Friday, January 15, 2010

Cultural Poverty: Disappointment and depression

Leonardo Boff's weekly columns are available in Spanish from Servicios Koinonia. Some of his older columns are available in English at LeonardoBoff.com.

by Leonardo Boff (English translation by Rebel Girl)
1/15/2010

In 1930 Sigmund Freud wrote his famous book Civilization and Its Discontents and in the first line he complained: "It is impossible to escape the impression that people commonly use false standards of measurement - that they seek power, success and wealth for themselves and admire them in others, and that they underestimate what is of true value in life." Today, these factors have reached such a magnitude that the discontent has become poverty in the culture. COP-15 in Copenhagen gave us the most complete demonstration: to save the system of profits and national economic interests there was no fear of endangering the future of life and the equilibrium of the planet which has been subjected to warming that, if not addressed quickly, could wipe out millions and liquidate much of the biodiversity.

The poverty in the culture, or rather, of the culture is revealed through two verifiable symptoms throughout the world: the widespread disappointment in society and a deep depression in people. Both have their raison d'etre. They are caused by the crisis of faith the world system is going through.

Which faith? The faith in unlimited progress, in the omnipotence of scientific technology, in the economic and financial system with its market, which act as the structuring core of society. The faith in these gods had its creeds, its high priests, its prophets, an army of acolytes and an unimaginable mass of faithful.

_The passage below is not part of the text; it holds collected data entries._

PR #393, opened 2026-07-15
feat: DAG data-flow timeline — per-operator distribution protocol + playhead UI

felipeblazing:
## What

Adds a generic **data-flow-over-time** view to the query-plan DAG: a time slider (playhead) under the DAG that shows, for each operator at time T, how much data is in each lifecycle state (e.g. queued / packaged / processing) and where it resides (an application-defined dimension, e.g. memory tier), animated as you scrub.

quent stays fully application-agnostic: the protocol is *per operator, a binned timeline of a distribution over (FSM state × downstream-declared dimension) for downstream-declared measures*. All semantics (which FSM, what the dimension keys mean, units) are declared by the downstream analyzer and rendered verbatim.

## Backend

- **`crates/analyzer`**: `DistributionTimelineBuilder` — span-weighted aggregation over opaque `(series, measure, state, dimension)` keys, reusing the existing `KeyedAggregator`.
- **`crates/ui`**: `DistributionTimelineRequest` / `DistributionDecl` (dimension keys + measures with `QuantitySpec` refs, `entity_type_name` referencing the bundle's `fsm_types`) / `DistributionSeries` DTOs (ts-rs exported).
- **`domains/query_engine`**: `UiAnalyzer::data_flow_timeline` with a **default `Unsupported` impl** (existing analyzers compile unchanged; the UI hides the view), and `POST /api/engines/{id}/timeline/data-flow` (one request returns all operators of a query; scrubbing is a pure client-side bin lookup). Response shape is `combine_chunks`-compatible for future chunked caching.
- **Simulator**: full reference implementation (dimension = memory resource instance used by the state, measures = task count/bytes) + functional tests against the fixed scenario with hand-computed bins.

## UI

- **`DagPlayhead`**: plain-DOM scrubber under the DAG (drag, keyboard, play/pause) that also drives a synced crosshair on the resource timelines.
- **`NodeFlowBar`** on every DAG node: a stacked state bar over a dimension (tier) bar, scaled against the fetched window's max so scrubbing shows genuine accumulation; width-gated in-segment value labels (2–3 significant digits + unit, only when they fit); a dual-measure totals line (`121 | 5.4GB`).
- Controls: feature toggle, bar measure select, **bar-label measure select** (labels can show counts while widths show bytes, or vice versa), and **dimension-key filter chips** (e.g. show only GPU-1); selection consistently filters bars, labels, totals, scale, and the info-panel state × dimension matrix.
- Node info panel gains the full state × dimension matrix at the playhead time; legend gains state/dimension groups.
- Perf: only the tiny bar components subscribe to the per-bin frame; a scrub tick re-renders ~200 mini-bars, not 200 DAG nodes.

## Testing

- `cargo test` across the workspace (new aggregation unit tests + simulator functional tests).
- 564 vitest tests (19 files) green; typecheck, lint, production build green.
- Verified end-to-end against the simulator server and against Sirius (companion PR in sirius-db/sirius) at TPC-H SF1/SF300 on 2 GPUs.

## Notes for reviewers

- Bin values are span-weighted (time-weighted averages per bin, consistent with all existing timelines), so fractional counts are expected; the UI labels values as "during this bin".
- `docs/domains/query_engine/README.md` documents the new protocol section.
- Includes a merge of latest `main` (clean, no conflicts).


felipeblazing:
Addressed the CodeRabbit review in the two commits just pushed:

**Rust** (`refactor(query-engine): address PR #393 review feedback`):
- `domains/query_engine/ui`: `data_flow` module is now private with `DataFlowTimelineBinned`/`DataFlowTimelineResponse` re-exported from the crate root; all consumers (analyzer trait, server handler, simulator analyzer/build script, functional tests) import from the root.
- Simulator `data_flow_timeline` now declares only dimension keys actually observed in the requested query's tasks (no engine-wide metadata leakage), and the no-memory sentinel key grows (`none` → `none_` → …) until it cannot collide with a real memory resource instance name — collision-free in both the series data and the decl.

**UI** (`refactor(ui): address PR #393 review feedback`):
- `DagPlayhead` stops playback and hides the synced crosshair whenever the overlay is disabled or bin metadata disappears (it stays mounted while rendering null, so the interval previously kept ticking invisibly). Covered by a new fake-timer test asserting broadcasts stop and position is preserved on re-enable.
- `DAGChart` layout effect now guards against stale async results with a cancelled flag — only the latest `calculateLayout` invocation commits nodes/edges.
- `DAGLegend` conditional classes merged via `cn()`.
- One component per file: `DataFlowMatrix` and `ColorDot` extracted from `DAGNodeInfoPanel`, `SegmentValueLabel` extracted from `NodeFlowBar`.

**Skipped (1)**: the `@` alias import in `DagPlayhead` — the alias is defined only in the app root tsconfig (`ui/src`); `@quent/components` has no `paths` mapping and all 25+ sibling files in the package import relatively, so switching would break the package typecheck. Kept the package's dominant convention.

All suites green: `cargo test --workspace` (116 targets), 565 vitest tests, typecheck/lint/build.

examples/simulator/analyzer/src/lib.rs
```diff
@@ -774,6 +793,183 @@ impl UiAnalyzer for SimulatorUiAnalyzer {
...
+        let query_id = request.app_params.query_id;
+        let epoch = self.query_engine_model().query_epoch(query_id)?;
+        let config = request.config.try_into_binned_span(epoch)?;
+
+        // Which of the declared measures to compute; empty means all.
+        let want =
+            |name: &str| request.measures.is_empty() || request.measures.iter().any(|m| m == name);
+        let want_tasks = want(MEASURE_TASKS);
+        let want_bytes = want(MEASURE_BYTES);
+        if !want_tasks && !want_bytes {
```
johanpel: If either of these is valid we accept unknown measures, should we error instead?

docs/domains/query_engine/README.md
```diff
@@ -189,6 +189,31 @@ act as [Resource Groups][resource-group], forming a hierarchy through which
...
+- **Dimension**: an opaque, small, enumerable key set declared per response
+  (e.g. where an entity's data resides), with display names and stable order.
+- **Measures**: named weights (e.g. an entity count, resident bytes) with a
+  quantity spec reference for unit formatting.
+
+Bin values are span-weighted (an entity in a state for a fraction of a bin
+contributes that fraction), matching all other timelines. Analyzers that do
+not provide the feature return `Unsupported` — the default implementation —
+and the UI hides the view.
+
```
johanpel: The intention of this doc is to specify and explain the query engine domain event model, but not to explain the UI or any implementation details (those are not in the current docs/ at all). Let's find a better place for this or remove and create an issue so we can address it when we have some introductory sections / scaffolding in place.

crates/analyzer/src/timeline/binned/distribution.rs
```diff
@@ -0,0 +1,194 @@
...
+pub struct DistributionKey<'a, S> {
+    /// Opaque series the sample belongs to (e.g. an operator id downstream).
+    pub series: S,
+    /// The measure this weight contributes to (e.g. an entity count).
+    pub measure: &'a str,
+    /// The FSM state name during the span.
+    pub state: &'a str,
+    /// Application-defined dimension key (opaque to the aggregation).
+    pub dimension: &'a str,
+}
```
johanpel: I think it would be nice to make this more generic:

```suggestion
/// Identity of one aggregation cell of a distribution timeline.
#[derive(Clone, Debug, PartialEq, Eq, Hash)]
pub struct DistributionKey<S, M, St, D> {
    /// Opaque series the sample belongs to (e.g. an operator id downstream).
    pub series: S,
    /// The measure this weight contributes to (e.g. an entity count).
    pub measure: M,
    /// The FSM state name during the span.
    pub state: St,
    /// Application-defined dimension key (opaque to the aggregation).
    pub dimension: D,
}
```
?

This way the `DistributionTimelineBuilder` would only require `Eq + Hash` bounds and we wouldn't always need stringification.

crates/analyzer/src/timeline/binned/categorical.rs
```diff
@@ -0,0 +1,194 @@
...
+            SpanNanoSec::try_new(2000, 3000).unwrap(),
+            1.0,
+        )?;
+
+        let timeline = builder.build();
+        let bins = timeline.data.get(&key(1, "count", "a", "x")).unwrap();
+        assert_eq!(bins[..], [0.0; 10]);
+        Ok(())
+    }
+}
```
johanpel, line 171: The tests here seem a bit superfluous as they test functionality of the inner aggregator more than any functionality expressed in this source. If these tests do not exist on the aggregator yet we should move them there.

crates/analyzer/src/timeline/binned/distribution.rs
```diff
@@ -0,0 +1,194 @@
...
+//! A distribution timeline describes, per opaque series (e.g. an operator in a
+//! query engine), how some weighted quantity (a "measure", e.g. an entity
+//! count) is distributed over the states of a finite state machine and an
+//! application-defined dimension (e.g. which resource holds the entity's
+//! data), for each time bin of a window.
+//!
+//! This module is application-agnostic: series, measures, states, and
+//! dimension keys are all opaque to the aggregation. Downstream analyzers
+//! decide what they mean and are expected to keep dimension keys a small
+//! enumerable set.
```
johanpel: Nit: I was thrown off a bit about what this does because "distribution" might imply a probability distribution, but the values within each bin are absolute bin time weighted measures and not normalized to sum to 1. Perhaps we could name this "categorical" or something?

domains/query_engine/ui/src/data_flow.rs
```diff
@@ -0,0 +1,36 @@
...
+    /// Distribution series keyed by operator id.
+    pub operators: HashMap<Uuid, DistributionSeries>,
+}
+
+/// Response for a data-flow distribution timeline request.
+#[derive(TS, Debug, Clone, Serialize)]
+pub enum DataFlowTimelineResponse {
+    /// This analyzer does not provide data-flow distributions; the UI hides
+    /// the corresponding view.
+    Unsupported,
```
johanpel: Perhaps we can add an Unsupported variant to the AnalyzerError instead? That could be leveraged by other endpoints too.

johanpel (commented):
Inspected the Rust side. Thanks @felipeblazing, this is a good start and an exciting feature for the QE parts.

felipeblazing:
Thanks for the review @johanpel — all six points addressed in the latest pushes:

- **Unknown measures now always error**: any requested measure not in the declared set is rejected with `InvalidArgument` naming the offender, even alongside valid ones (simulator + test; mirrored in the Sirius implementation).
- **Docs**: removed the protocol section from the domain event-model doc; filed #407 to give analyzer/UI protocol documentation a proper home once scaffolding exists.
- **Generic key**: `CategoricalKey<S, M, St, D>` with `Eq + Hash` bounds only — no forced stringification (added a test exercising fully non-string key components).
- **Tests moved down**: the span-weighting / zero-duration / out-of-window cases now live on `KeyedAggregator` where that behavior is implemented; the categorical layer keeps only key-identity tests.
- **Naming**: renamed the whole layer "distribution" → **"categorical"** (`CategoricalTimelineBuilder`, `CategoricalTimelineRequest/Decl/Series`), with the module docs now explicit that bin values are absolute time-weighted quantities, not normalized shares.
- **`AnalyzerError::Unsupported`**: added as you suggested and reusable by any endpoint; the data-flow endpoint returns `DataFlowTimelineBinned` directly, the trait default errs `Unsupported`, the server maps it to HTTP **501**, and the UI probes on status (501 ⇒ feature hidden, no retries). The response-level `Unsupported` variant is gone.

Full suites green: `cargo test --workspace` (116 targets), fmt/clippy `--all-features --locked -D warnings`, 583 UI tests, typecheck/lint/build. The companion Sirius PR (sirius-db/sirius#1187) is updated to the new API.

johanpel (approved):
Thanks for addressing all the comments, approving Rust changes.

Today those faithful are deeply disappointed because such gods have been revealed as false. Now they are dying or have simply died, and the G-20 are trying in vain to resuscitate the corpses. Those who profess this fetishist religion now find that unlimited progress has devastated nature dangerously and is the main cause of global warming. Scientific technology which, on the one hand, has brought many benefits, has created a death machine that in the 20th century alone has killed 200 million people and is now able to exterminate the whole human race; the economic-financial system and market collapsed, and had it not been for the money of the contributors, through the State, would have caused a social catastrophe. The disappointment is stamped on the perplexed faces of political leaders who no longer know who to believe and what new gods to enthrone. There is a kind of sweet nihilism.

Max Weber and Friedrich Nietzsche had predicted such effects when they announced secularization and the death of God. Not that God is dead, since a God who dies is not "God". Nietzsche is clear: God did not die, we killed him. That is, for secularized society God does not count either for life or for social cohesion. Instead he entered the pantheon of gods that we mentioned earlier. As they are idols, one day they will show what they produce: disappointment and death.

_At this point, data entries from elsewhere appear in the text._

PR #394, opened 2026-07-15
fix(ui): add bigint display support

### LINKED ISSUE #351: bug: DAG detail panel + entities in tooltip do not handle `BigInt`
### Summary

https://github.com/rapidsai/quent/blob/main/ui/packages/%40quent/utils/src/formatters.ts#L115

Change here when fixed: 
https://github.com/rapidsai/quent/pull/323/changes#diff-44d0636bc11898c5427414456211477ebf2e926b88b11267f105b8afbf75a7edR237

Replace `StatValue` with the ts-binding's `Value` everywhere

### Version / commit

main

it('throws when passed a BigInt instead of a number', () => {
  expect(() => formatWithPrefix(1024n as unknown as number, 'B', 'Iec')).toThrow(TypeError);
});

### Expected behavior

BigInt is handled when formatting numbers/units for either DAG nodes/edges, entity data, anywhere a `ts-bindings/Value` is formatted

### Environment

- OS and architecture:
- Rust: `rustc --version`
- Cargo: `cargo --version`
- Node.js: `node --version`
- pnpm: `pnpm --version`
- Browser and version:
- Docker / Docker Compose version:
- Using `pixi shell`? yes/no

### Rust details

_No response_

### UI details

_No response_

### Screenshot or video

_No response_

### Additional logs or context

_No response_

cmatzenbach:
# Description

Previously the DAG stats panel and tooltips did not support `BigInt`, so they would be coerced into strings and not go through the formatting functions. This adds `BigInt` support to the formatting functions (and opens up pathways so `BigInt` values can access them) so that they will be treated like other numeric values.

Other changes:
- Moved `isNumericValue` into `@quent/utils` to use as a general utility function, avoiding repeated logic
- Fix pivot to include `BigInt` (coerced into numbers) rather than dropping them
- Fix DAG node/edge coloring so `BigInt` fields keep continuous coloring rather than falling back to categorical
- Added tests covering `BigInt` paths

Note: Since we are coercing `BigInts` to `numbers` in several areas, I had claude do an analysis on the safety of each of these coercions in terms of what it affects in the application. Here is a chart showing each place and its risk factor:

| Site | Purpose | Precision loss impact |
| :--- | :---: | ---: |
| dagFieldProcessing (node/edge coloring) | value normalized to (v-min)/(max-min) ∈ [0,1] for a gradient |  None — a color gradient can't show 15-digit precision anyway |
| getSortValue (pivot sort) | ordering only | Negligible — only mis-orders values within ~1 of each other above 2⁵³; cosmetic |
| pivot aggregation (sum/mean/min/max/stdev) | float math on number[]  | Approximate — sums of huge values drift in low digits, but results are displayed scaled/rounded |
| formatWithPrefix Si/Iec, formatDuration, _mbs, ratios | scaled display ("8.0 PiB", "1.5 M") | Invisible — output is ~3 sig figs, so lost low digits never appear |
| formatNumber / formatNumberWithMaxFractionDigits integer branch |  exact full-digit display with grouping | Negligable - unless a displayed stat can carry an exact value above 9 quadrillion |

## Related Issues

Closes: #351 

## Testing

A set of unit tests were added to ensure all new `BigInt` paths are verified. 

If you have a ndjson file with `BigInt` stats (I do not), that would be the best test scenario


ui/packages/@quent/utils/src/formatters.test.ts
```diff
@@ -252,6 +252,32 @@ describe('formatWithPrefix (Iec)', () => {
   });
 });
 
+// ---------------------------------------------------------------------------
+// formatWithPrefix — bigint values
+// ---------------------------------------------------------------------------
```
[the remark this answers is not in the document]
cmatzenbach: This is wrong - `test.tsx` is only used for tests that test react components _directly_, which this file does not.

ui/packages/@quent/components/src/pivot-table/buildPivotedRows.test.ts
```diff
@@ -156,6 +156,25 @@ describe('buildPivotedRows row clustering', () => {
     expect(fordHybrid?.aggs.get('price')?.count).toBe(2);
   });
 
+  it('aggregates bigint stat values (large U64/I64) without throwing', () => {
```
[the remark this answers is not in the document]
cmatzenbach: This is wrong - test.tsx is only used for tests that test react components directly, which this file does not.

ui/packages/@quent/components/src/pivot-table/utils.test.ts
```diff
@@ -161,6 +161,12 @@ describe('formatStatValue', () => {
   it('converts a string value using String()', () => {
     expect(formatStatValue('hello', 'label')).toBe('hello');
   });
+
+  it('formats a bigint value (large U64/I64 stat) via the field formatter', () => {
+    // Byte fields scale; a raw String() would show unformatted digits.
+    expect(formatStatValue(1073741824n, 'spill_bytes')).toBe('1.00 GiB');
+    expect(formatStatValue(1500n, 'output_rows')).toBe('1.50 k');
+  });
```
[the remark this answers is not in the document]
cmatzenbach: This is wrong - test.tsx is only used for tests that test react components directly, which this file does not.

johallar:
One change I want to make for this issue is to use the typescript binding for `Value` instead of defining our own `StatValue`. This should keep the UI type safe + bound to the API contract in the future

ui/packages/@quent/utils/src/formatters.ts
```diff
@@ -113,15 +113,17 @@ const IEC: readonly [number, string][] = [
...
   symbol: string,
   prefixSystem: PrefixSystem,
   decimals: number = 1
 ): string {
-  if (value === 0) return symbol ? `0 ${symbol}` : '0';
+  const num = typeof value === 'bigint' ? Number(value) : value;
 
-  const abs = value < 0 ? -value : value;
-  const sign = value < 0 ? '-' : '';
+  if (num === 0) return symbol ? `0 ${symbol}` : '0';
```
johallar, line 132: bigint 0 does not triple equal number 0 😒 `0 === 0n -> false`

loose equality or another check for `num === 0n` would fix here

ui/packages/@quent/utils/src/formatters.ts
```diff
@@ -113,15 +113,17 @@ const IEC: readonly [number, string][] = [
...
 
 export function formatWithPrefix(
-  value: number,
+  value: number | bigint,
   symbol: string,
   prefixSystem: PrefixSystem,
   decimals: number = 1
 ): string {
-  if (value === 0) return symbol ? `0 ${symbol}` : '0';
+  const num = typeof value === 'bigint' ? Number(value) : value;
```
johallar, line 130: Converting `BigInt` to `Number` is going to be a problem if above the max safe integer value

cmatzenbach:
> One change I want to make for this issue is to use the typescript binding for `Value` instead of defining our own `StatValue`. This should keep the UI type safe + bound to the API contract in the future

Agreed - went ahead and derived that from the BE-generated `DynamicValue` binding. Kept `StatValue` itself as it's a domain term, already used in multiple places (pre-PR) and includes the optional `null` value.

ui/packages/@quent/utils/src/formatters.ts
cmatzenbach: That was acknowledged and addressed that in the table in the PR description above; the precision loss doesn't affect the output here. The rounding done by `formatWithPrefix` already throws away far more precision than the `BigInt` -> `number` conversion would, so the precision loss is invisible in the final output.

The place where the precision loss _would_ matter is in `formatNumber`, which is handled differently. Instead we are passing `BigInt` to `Intl.NumberFormat` to ensure no conversion happens.

ui/packages/@quent/utils/src/formatters.ts
cmatzenbach: Probably outdated now based on your following comment, but yes, `BigInt` is coerced to ensure all values are `number` types here

ui/packages/@quent/utils/src/formatters.ts
johallar: Ah I see, I think the case where this matters most is `prefixSystem === "None"`, which would call `toFixed` on the coerced Number. If there was precision loss on the `BigInt` conversion to `Number` that would still be shown here.

Since we have the `BigInt` already, I think we want to do the scaling for units using the full precision if possible. Here's a failing unit test for the "None" case:

```
  it('preserves unprefixed bigint precision above Number.MAX_SAFE_INTEGER', () => {
    expect(formatWithPrefix(9007199254740993n, 'Hz', 'None', 0)).toBe(
      '9007199254740993 Hz'
    );
  });
```

There's one other case where losing the precision can cause it to roll into another prefix. Less concerned about this, but an edge case that could be fixed:
```
  it('normalizes a rounded mantissa into the next prefix', () => {
    expect(formatWithPrefix(999999999999999n, 'Hz', 'Si', 1)).toBe('1.0 PHz');
  });
```

ui/packages/@quent/components/src/pivot-table/utils.ts
```diff
@@ -173,7 +173,7 @@ export function getSortValue(
   if (!isAgg) {
     const v = row.values.get(stat);
     if (v === undefined) return null;
-    return isNumericValue(v) ? v : null;
+    return isNumericValue(v) ? Number(v) : null;
```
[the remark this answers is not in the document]
johallar: This too, but if you want I can go back and do the pivot table stuff

ui/packages/@quent/components/src/services/query-plan/dagFieldProcessing.ts
```diff
@@ -19,11 +19,12 @@ export function computeNodeColoring(
   });
   if (!entries.length) return null;
 
-  if (entries.every(e => typeof e.value === 'number')) {
-    const nums = entries.map(e => e.value as number);
+  // handle potential bigints
+  if (entries.every(e => isNumericValue(e.value))) {
```
johallar, line 23: This doesn't seem like an equal swap since `isNumericValue` will return true for `Number` _and_ `BigInt` now, so it would end up coercing the values on the line below.

johallar: oo nevermind, I see the table explanation now, I think that's OK

ui/packages/@quent/components/src/pivot-table/utils.ts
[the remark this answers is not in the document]
johallar: lol, comment intended for @cmatzenbach

ui/packages/@quent/utils/src/formatters.ts
```diff
@@ -329,20 +336,23 @@ function formatSiCount(value: number, decimals = 2): string {
...
  * Order: duration (ns) → bytes → row/batch counts → throughput → ratios → default table number.
  */
-export function inferFieldFormatter(fieldName: string): (value: number) => string {
-  if (fieldName.endsWith('_ns')) return v => formatDuration(v / 1e6);
-  if (isBytesStat(fieldName)) return v => formatBytes(v, 2);
-  if (isCountStat(fieldName)) return v => formatSiCount(v, 2);
-  if (fieldName.endsWith('_mbs')) return v => `${v.toFixed(1)} MB/s`;
-  if (
+export function inferFieldFormatter(fieldName: string): (value: number | bigint) => string {
+  let format: (value: number) => string;
```
johallar: This should be `number | bigint` shouldn't it?

ui/packages/@quent/utils/src/formatters.ts
```diff
@@ -329,20 +336,23 @@ function formatSiCount(value: number, decimals = 2): string {
...
+  if (fieldName.endsWith('_ns')) format = v => formatDuration(v / 1e6);
+  else if (isBytesStat(fieldName)) format = v => formatBytes(v, 2);
+  else if (isCountStat(fieldName)) format = v => formatSiCount(v, 2);
+  else if (fieldName.endsWith('_mbs')) format = v => `${v.toFixed(1)} MB/s`;
```
johallar: I think this + the ratio/fraction block below is problematic for `BigInts`, they don't have a `toFixed` method

ui/packages/@quent/utils/src/formatters.ts
```diff
@@ -329,20 +336,23 @@ function formatSiCount(value: number, decimals = 2): string {
...
     fieldName.endsWith('_fpr') ||
     fieldName.endsWith('_selectivity') ||
     fieldName.endsWith('_rate')
   )
-    return v => `${(v * 100).toFixed(1)}%`;
-  return v => formatNumberWithMaxFractionDigits(v, 4);
+    format = v => `${(v * 100).toFixed(1)}%`;
+  else format = v => formatNumberWithMaxFractionDigits(v, 4);
+
+  return value => format(typeof value === 'bigint' ? Number(value) : value);
```
johallar: This coercion is saving the formatters above from type errors, but prevents the bigint from ever reaching `formatWithPrefix`

ui/packages/@quent/utils/src/formatters.ts
cmatzenbach: Ah that's a great catch. Added a new path for `BigInt` values when `prefixSystem` is disabled so they are no longer coerced. 

Also included one other small change AI had found earlier related to the Terra prefix - when the divided mantissa rounds up to 1000, we now step up to the next prefix instead of displaying 1000.0 THz.

ui/packages/@quent/utils/src/formatters.ts
cmatzenbach: Assuming you're talking about the `format` variable, no - the `BigInt` conversion is handled at line 368 in the returned wrapper: `value => format(typeof value === 'bigint' ? Number(value) : value)`

ui/packages/@quent/utils/src/formatters.ts
cmatzenbach: These lambdas take `number` - the conversion from `BigInt` to number happens at line 368 before format is ever called. By the time any of these run, `v` is already a number, so `.toFixed()` works fine.

ui/packages/@quent/utils/src/formatters.ts
cmatzenbach: So I had looked at this before, but the formatters in this function - durations, ratios, percentages, counts - all do float arithmetic that doesn't make sense on a `BigInt` anyway. The only formatter where preserving `BigInt` precision matters is `formatBytes`, which calls `formatWithPrefix`. However, byte counts from the API are unlikely to exceed `Number.MAX_SAFE_INTEGER` in practice (that's what, 9 petabytes?), and even if they did, `formatBytes` applies IEC prefix scaling which rounds to 1 decimal place, so any precision loss in the `Number()` conversion would be invisible in the output.

johallar: This makes sense, but we are making a big assumption based on the field name as to what its probable values are at this point. The fact is that any of these `DynamicValue` type statistics can be 64 bit numbers, and it's going to depend on the engine developer who is implementing the instrumentation what these values are.

It would feel better to _really_ cover our bases and handle all the (numeric) types instead of leaning on the `Number` coercion IMO.

eg. fields with `_ns` that are nanosecond epoch timestamps are going to exceed `MAX_SAFE_INTEGER` and display incorrect values when coerced to `Number`, but also if any of the other name based bucketing is not correct we could end up in that same situation

johallar: Or actually...maybe if serde serializes these values with the type we can just have two code paths?

cmatzenbach: Ok, here's another idea that addresses some values that could be valid bigints:
```
 export function inferFieldFormatter(fieldName: string): (value: number | bigint) => string {
 return (value: number | bigint): string => {                                                                                                                                                                                                                                                      
    const num = typeof value === 'bigint' ? Number(value) : value;                                                                                                                                                                                                                                  
    if (fieldName.endsWith('_ns')) return formatDuration(num / 1e6);                                                                                                                                                                                                                                       
    if (isBytesStat(fieldName)) return formatBytes(value, 2);                                                                                                                                                                                                                                       
    if (isCountStat(fieldName)) return formatSiCount(num, 2);                                                                                                                                                                                                                                       
    if (fieldName.endsWith('_mbs')) return `${num.toFixed(1)} MB/s`;                                                                                                                                                                                                                                
    if (                                                                                                                                                                                                                                                                                            
       fieldName.endsWith('_ratio') ||                                                                                                                                                                                                                                                               
       fieldName.endsWith('_fraction') ||                                                                                                                                                                                                                                                            
       fieldName.endsWith('_fpr') ||                                                                                                                                                                                                                                                                 
       fieldName.endsWith('_selectivity') ||                                                                                                                                                                                                                                                         
       fieldName.endsWith('_rate')                                                                                                                                                                                                                                                                   
     )                                                                                                                                                                                                                                                                                               
       return `${(num * 100).toFixed(1)}%`;                                                                                                                                                                                                                                                          
    return typeof value === 'bigint' ? formatNumber(value) : formatNumberWithMaxFractionDigits(num, 4);                                                                                                                                                                                             
 };
 ```
The `inferFieldFormatter` function now handles bigints with two explicit paths rather than blindly coercing everything to Number upfront:
  - formatBytes receives the original bigint, which `formatWithPrefix` already handles natively
  - The default case uses `formatNumber(value)` for bigints, which formats via `Intl.NumberFormat`
  - All other branches (_ns, counts, ratios, _mbs) still convert to `Number` since their math is float-only

Now, for the paths do still coerce to `Number`, here's my thought - there's really a limit to how far you can go here. For the ratio/percentage branch, if a value arrives as a bigint and you multiply it by 100 and call `toFixed`, the output is almost certainly wrong semantically too - a bigint named `_ratio` is a misuse of the field naming convention, and no amount of bigint-safe math will make the display meaningful. If the engine developer names a field `_ratio` and emits a u64, the display is wrong regardless - bigint safety doesn't fix that semantic mismatch. Let me know what you think.

ui/packages/@quent/components/src/pivot-table/utils.ts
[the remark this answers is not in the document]
cmatzenbach: @johallar Ok, just pushed up a fix for this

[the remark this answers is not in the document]
johallar: Nice, I see the agg fixes, but the line that this comment is on will still affect sorting won't it?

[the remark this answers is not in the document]
cmatzenbach: Ah right, should've mentioned it - I was thinking we could address this in a follow-up PR, as that would require cascading changes to `gradientBg` and the column range comparisons in `PivotedStatsTable.tsx`. Here would be the three areas where we are currently accepting precision loss, which would require that refactor:

1. `getSortValue` line 176 - sort order for non-aggregated rows with large bigints
2. `getSortValue` agg path - agg.sum, agg.min, agg.max come from `PivotedRowAgg` which stores `number | null`, so even though we now compute them more accurately as bigints, they're converted to number before being stored and returned here
3. `gradientBg` color scaling - uses the number sort value to position a value on a color gradient, so large bigints that lost precision in `getSortValue` get slightly wrong colors

I'm not quite sure how large those changes would be, so I thought keeping it separate might make sense.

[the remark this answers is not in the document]
johallar: 👍 that works! Let's just track in an issue so we don't lose track of it

johallar (approved):

ui/packages/@quent/components/src/pivot-table/utils.ts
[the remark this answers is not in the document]
cmatzenbach: Done - logged in #475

The solution does not lie in simply returning to God or religion, but in salvaging what they mean: the connection to the whole, the perception that life, not profit, should occupy the center, and the affirmation of shared values that can provide social cohesiveness.

The disappointment is accompanied by depression. This is a late fruit of the youth revolution of the 60s in the 20th century. There, it was about challenging a society of repression, especially sexual, and full of social masks. A general liberalization was imposed. Everything was tried. The motto was "live without dead time, enjoy life without barriers". That led to the removal of any interval between desire and its fulfillment. Everything had to be immediate and quick.

The result was the breaking of all taboos, the loss of right measure, and complete permissiveness. A new oppression emerged: having to be modern, rebellious, sexy and having to undress inside and out. The greatest punishment is aging. Wholistic health was conceived and beauty models were created based on thinness to the point of anorexia. Death was abolished, turned into a horror.

Such a postmodern project also failed, as you cannot do just anything with life. It has an intrinsic sacredness, and limits. If they are broken, depression sets in. Disappointment and frustration are recipes for aimless violence, for the high consumption of anxyolitic agents and even suicide, as happens in many countries.

Where are we going? Nobody knows. We only know that we must change if we want to continue. But everywhere there are noticeable blossoms representing the perennial values of the human condition: marriage with love, sex with affection, caring for nature, win-win rather than win-lose, the search for "living well", the basis for happiness, which today is the fruit of voluntary simplicity and wanting to have less in order to be more.

This is encouraging. We should advance in this direction.